Because while Tesla is still pushing its full-stack vision, a very different model is quietly taking shape — one that doesn't need Tesla at all.
The AV Stack Is Splitting — And Scaling Fast
Start with Alphabet’s Waymo.
Following a fresh capital raise, Waymo is accelerating fleet expansion and ride volumes — and as JPMorgan analyst Doug Anmuth notes, estimates are now being revised higher, with the fleet potentially scaling from ~3,000 vehicles to ~50,000 by 2030.
At the same time, Uber Technologies is stitching together a global AV marketplace. Rather than building everything in-house, Uber is partnering across the ecosystem — from Zoox and Wayve to OEMs like Rivian Automotive — while expanding its relationship with Nvidia.
Anmuth highlights that this growing network of partnerships is increasing the likelihood of a fragmented, multi-player AV ecosystem — one that naturally favors a marketplace model like Uber's .
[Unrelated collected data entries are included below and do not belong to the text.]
PR #6211, opened 2017-04-28
Initialize properly plot canvas in plot's subclasses

### LINKED ISSUE #6210: bokehjs doesn't work in notebook
A side effect of bad programming practice in gmap's code and PR #5976.

mattpap:
fixes #6210

### DIFF
--- a/bokehjs/src/coffee/models/plots/plot.coffee
+++ b/bokehjs/src/coffee/models/plots/plot.coffee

This isn't a single-company race anymore.
It's an ecosystem.
Platform Vs Product Is The New Battle
Tesla's strategy is clear: own the car, the software, and the network.
But the market is moving toward separation.
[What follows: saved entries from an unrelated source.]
PR #6229, opened 2017-05-02
Proof of concept: client-side SVG generation

### LINKED ISSUE #538: Headless static (svg, png) image generation

canavandl:
Experimental PR to investigate generating SVGs on the client side instead of 

borrows from: #3867

- [x] issues: fixes #538 
- [ ] tests added / passed

What doesn't currently work:
* ~~SaveTool (should be easy to fix, just needs to use `getSerializedSvg` method instead of `getDataURI` on mock canvas element)~~ fixed
* Glyph clipping needs some tweaking, they are able to be dragged outside of the frame
* There's some artifact-ing from glyphs that are dragged off the canvas, leaving some lines on the canvas edge
* Performance (when panning, which causes lots of rerenders) isn't as fast as canvas. Unclear if is limitation of svg output.
* ~~Exporting layouts. This makes each plot a unique SVG, so it'd require some work to grab all of the SVGs then stitch them together.~~ out-of-scope for PR
* ~~It's not headless. I'd waiting until the ``export`` PR is merged then build on top of that to support headless generation using PhantomJS/headless Chrome. I also haven't experimented with node-canvas to see what the issues are with using that approach recently, though I suspect there are several.~~ out-of-scope for PR

Things that won't work with this approach:
* Exporting plot with a toolbar (the tool icons are overlaid HTML elements, so the exported SVG won't contain the toolbar)
* Exporting plot with webgl glyphs (the webgl glyphs are contained in a overlaid webgl layer, this also won't be exported along with the svg)

Usage/Test suggestions:
* set `Plot.background_fill_color = None` and `Plot.border_fill_color` so that the plot whitespace is transparent and not filled white.
* set `Plot.toolbar_location = None`, so that the toolbar (that isn't exported) doesn't figure into the layout solver (making the plot unnecessarily small to accomodate). But then you can't use the save tool... I need to think about this. Alternatively, you could right-click and save element (at least in FireFox)


canavandl:
screen shot 2017-05-02 at 12 41 02 pm

canavandl:
Output of SaveTool (note missing toolbar):

screen shot 2017-05-02 at 1 09 15 pm

mattpap:
> the webgl glyphs are contained in a overlaid webgl layer, this also won't be exported along with the svg)

Just to note, soon I will be splitting the rendering pipeline (levels) over multiple canvases, so lets make sure that this approach won't fall apart completely then.

bryevdv:
> Just to note, soon I will be splitting the rendering pipeline (levels) over multiple canvases

Where has there been discussion of this?

canavandl:
Question:
* Do we want to expose replacing the typical Canvas backend with SVG elements to users (i.e. create a SVG mode instead of only being a detail of an ``export_svg`` method)
* Is it acceptable to for an ``export_svg`` method to return several svg elements inside of a layout instead of a single svg of patches together plots?

canavandl:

Uber is building the demand layer. Nvidia is emerging as the compute and software backbone. Waymo and others are scaling the autonomy layer. OEMs are supplying the vehicles.
Each piece is becoming modular — and more importantly, replaceable.
That creates a very different competitive dynamic. Instead of one winner, the AV stack starts to resemble cloud computing — multiple players, each owning a layer.
Where Does That Leave Tesla?
That's the uncomfortable question.
Tesla still has advantages — data, vertical integration, and a massive installed base. But it's increasingly betting on a closed system in a market that, as Anmuth's analysis suggests, is trending toward collaboration and shared infrastructure.
And scale is no longer exclusive.
Waymo is ramping. Uber is expanding. Nvidia is enabling. Tesla doesn't need to lose for this to matter.
But if the future of autonomy is a shared ecosystem, the company that tried to own everything may end up owning less than expected.